PR #3801, opened 2020-05-13
Disable accept_ra on Weave Net interfaces

bboreham:
To retain control over addressing and routing.

Slight refactor to keep the `/proc` path out of the weeds, and plumb through the setting to the Docker plugin rather than second-guessing it there.

### DIFF
--- a/net/veth.go
+++ b/net/veth.go
@@ -49,6 +49,13 @@ func CreateAndAttachVeth(procPath, name, peerName, bridgeName string, mtu int, k
 	if err := bridgeType.attach(veth); err != nil {
 		return cleanup("attaching veth %q to %q: %s", name, bridgeName, err)
 	}
+	// No ipv6 router advertisments please
+	if err := sysctl(procPath, "net/ipv6/conf/"+name+"/accept_ra", "0"); err != nil {
+		return cleanup("setting accept_ra to 0: %s", err)
+	}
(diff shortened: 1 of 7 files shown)


net/veth.go
```diff
@@ -49,6 +49,13 @@ func CreateAndAttachVeth(name, peerName, bridgeName string, mtu int, keepTXOn bo
 	if err := bridgeType.attach(veth); err != nil {
 		return cleanup("attaching veth %q to %q: %s", name, bridgeName, err)
 	}
+	// No ipv6 router advertisments please
+	if err := sysctl(procPath, "net/ipv6/conf/"+name+"/accept_ra", "0"); err != nil {
```
saada, line 53: I'm unsure whether `sysctl()` adds the leading `/` or not. Assuming procPath=`/proc`, i'm assuming sysctl uses filepath.join().

bboreham: You can see it here: https://github.com/weaveworks/weave/blob/6ad3e69faf9c88425db559cc8bf51c0a9f83c5e1/net/arp.go#L23

saada: i validated that this is the right path: `/proc/sys/net/ipv6/conf/INTERFACENAME/accept_ra`
from [here](https://sysctl-explorer.net/net/ipv6/accept_ra/)

Issue #3586, opened 2019-01-18
Weave Net iptables rules disappear on firewalld reload


JoostvdB94:
enhancement
## What you expected to happen?
Persistent firewall settings, even after firewalld reload

## What happened?
Weave chains & rules in IPTABLES (on a specific node) disappear when reloading the firewall on that node.
Kubernetes and docker rules are coming back, although they seem to disappear too after a reload of firewalld.

## How to reproduce it?
- Rollout (or use a existing) kubernetes cluster (mine is on-premise, using `kubeadm init`)
- (Start `firewalld` if not already running)
- run `systemctl reload firewalld` (or use another tool to do this e.g. `firewall-cmd --reload`)
- Check IPTABLES filter rules `iptables -L -v -n -t filter --line-numbers`

See that `WEAVE-NPC-EGRESS` `WEAVE-NPC` and all linked chains have disappeared.

## Anything else we need to know?
Using Weave as CNI for kubernetes, running version 2.5.0

## Versions:

```
$ weave version 2.5.0
$ docker version 17.03
$ uname -a 
Linux ---- 3.10.0-693.21.1.el7.x86_64 #1 SMP Wed Mar 7 19:03:37 UTC 2018 x86_64 x86_64 x86_64 GNU/Linux
$ kubectl version 
Client Version: version.Info{Major:"1", Minor:"12", GitVersion:"v1.12.2", GitCommit:"17c77c7898218073f14c8d573582e8d2313dc740", GitTreeState:"clean", BuildDate:"2018-10-24T06:54:59Z", GoVersion:"go1.10.4", Compiler:"gc", Platform:"linux/amd64"}
```

bboreham:
Related:  #2208, #3106

bboreham:
I changed the title because I think it's better to have it describe the problem rather than a potential solution.
Docker has [code](https://github.com/moby/moby/pull/9397/files) to react to firewalld reload.  This might be easier to implement than a full reconcile (or let us poll more slowly if we do do a reconcile).

bboreham:
#3802 has addressed the iptables rules used by the "router" part, but the "npc" (Network Policy Controller) remains to do.
A possible work-around is to configure Weave Net to run with no network policies.

PR #3802, opened 2020-05-13
Reload router iptables rules if they get cleared

foot:
Adds a `CANARY` iptable chain and reloads all the weavenet iptable chains if the `CANARY` is removed by something (usually `firewalld`).

Partially addresses https://github.com/weaveworks/weave/issues/3586

### Details

- This exposes `ConfigureIPTables` and tries to make it safe to call again and again.
-  The destructive resets are pulled out into `ResetIPTables` and are called at launch so iptable state should remain mostly the same as prior to this PR.

### DIFF
--- a/net/bridge.go
+++ b/net/bridge.go
@@ -429,7 +429,7 @@ func (f fastdpImpl) attach(veth *netlink.Veth) error {
 	return odp.AddDatapathInterfaceIfNotExist(f.datapathName, veth.Attrs().Name)
 }
 
-// ResetIPTables resets IPTables if they're in a strange state from a previous run.
+// ResetIPTables resets IPTables in case they're in a strange state from a previous run.
 func ResetIPTables(config *BridgeConfig, ips ipset.Interface) error {
 	ipt, err := iptables.New()
 	if err != nil {
@@ -568,23 +568,13 @@ func ConfigureIPTables(config *BridgeConfig, ips ipset.Interface) error {
 	}
 
 	// For the cases where the weave bridge is the default gateway for
-	// containers (e.g. Kubernetes): create the ipset to store CIDRs allocated
-	// by IPAM for local containers. In the case of Kubernetes, external traffic
-	// sent to these CIDRs avoids SNAT'ing so that NodePort with
-	// `"externalTrafficPolicy":"Local"` would receive packets with correct
-	// src IP addr.
+	// containers (e.g. Kubernetes): In `ResetIPTables` (which we assume
+	// to have been called at this point) we create an ipset to store CIDRs
+	// allocated by IPAM for local containers.
+	// In the case of Kubernetes, external traffic sent to these CIDRs
+	// avoids SNAT'ing so that NodePort with `"externalTrafficPolicy":"Local"`
+	// would receive packets with correct src IP addr.
 	if config.NoMasqLocal {
-		ips := ipset.New(common.LogLogger(), 0)
-
-		noMasqLocalExists, err := ips.Exists(NoMasqLocalIpset)
-		if err != nil {
-			common.Log.Errorf("Failed to look if ipset '%s' exists: %s", NoMasqLocalIpset, err)
-		} else if !noMasqLocalExists {
-			if err := ips.Create(NoMasqLocalIpset, ipset.HashNet); err != nil {
-				return err
-			}
-		}
-
 		if err := ipt.AppendUnique("nat", "WEAVE",
 			"-m", "set", "--match-set", string(NoMasqLocalIpset), "dst",
 			"-m", "comment", "--comment", "Prevent SNAT to locally running containers",
--- a/net/bridge.go
+++ b/net/bridge.go
@@ -262,7 +262,7 @@ func EnsureBridge(procPath string, config *BridgeConfig, log *logrus.Logger, ips
 		break
 	}
 
-	if err := configureIPTables(config, ips); err != nil {
+	if err := ConfigureIPTables(config, ips); err != nil {
 		return bridgeType, errors.Wrap(err, "configuring iptables")
 	}
 
@@ -297,9 +297,7 @@ func EnsureBridge(procPath string, config *BridgeConfig, log *logrus.Logger, ips
 		return bridgeType, errors.Wrapf(err, "configuring ARP cache on bridge %q", config.WeaveBridgeName)
 	}
 
-	// NB: No concurrent call to Expose is possible, as EnsureBridge is called
-	// before any service has been started.
-	if err := reexpose(config, log); err != nil {
+	if err := Reexpose(config, log); err != nil {
 		return bridgeType, err
 	}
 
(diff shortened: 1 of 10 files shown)


prog/weaver/main.go
```diff
@@ -506,6 +508,26 @@ func main() {
...
+					Log.Print("Re-configuring iptables")
+					err := weavenet.ConfigureIPTables(&bridgeConfig, ips)
+					if err != nil {
+						Log.Errorf("Error configuring iptables: %s", err)
+					}
+				}
+			}
+		}()
+	} else {
+		Log.Printf("Not refreshing iptables (interval: %v)", iptablesRefresh)
```
foot, line 528: Log.Debug wasn't working w/ `LOG_LEVEL=debug` but I might have been doing something wrong?

net/bridge.go
```diff
@@ -426,7 +426,24 @@ func (f fastdpImpl) attach(veth *netlink.Veth) error {
 	return odp.AddDatapathInterfaceIfNotExist(f.datapathName, veth.Attrs().Name)
 }
 
-func configureIPTables(config *BridgeConfig, ips ipset.Interface) error {
+// Dummy way to check whether a given ipset exists.
+// TODO(brb) Use "ipset -exist create <..>" for our purpose instead (for some reasons
+// creating an ipset with -exist fails).
+func ipsetExist(ips ipset.Interface, name ipset.Name) (bool, error) {
```
foot, line 432: This is a handy fn a copy pasted from somewhere else. Where do you think is a good home?

prog/weaver/main.go
bboreham: I don't think there is an env var - you can do `weave launch --log-level=debug`
Feel free to add the env var in a separate PR.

----------

Work to complete :: What you give back should be only the lines of the records above, starting at the line with "-429,7 +429,7 @@" and ending at the line with "containers. In the case of Kubernetes, external traffic", restated word for word.

Solution to this task ::
@@ -429,7 +429,7 @@ func (f fastdpImpl) attach(veth *netlink.Veth) error {
 	return odp.AddDatapathInterfaceIfNotExist(f.datapathName, veth.Attrs().Name)
 }
 
-// ResetIPTables resets IPTables if they're in a strange state from a previous run.
+// ResetIPTables resets IPTables in case they're in a strange state from a previous run.
 func ResetIPTables(config *BridgeConfig, ips ipset.Interface) error {
 	ipt, err := iptables.New()
 	if err != nil {
@@ -568,23 +568,13 @@ func ConfigureIPTables(config *BridgeConfig, ips ipset.Interface) error {
 	}
 
 	// For the cases where the weave bridge is the default gateway for
-	// containers (e.g. Kubernetes): create the ipset to store CIDRs allocated
-	// by IPAM for local containers. In the case of Kubernetes, external traffic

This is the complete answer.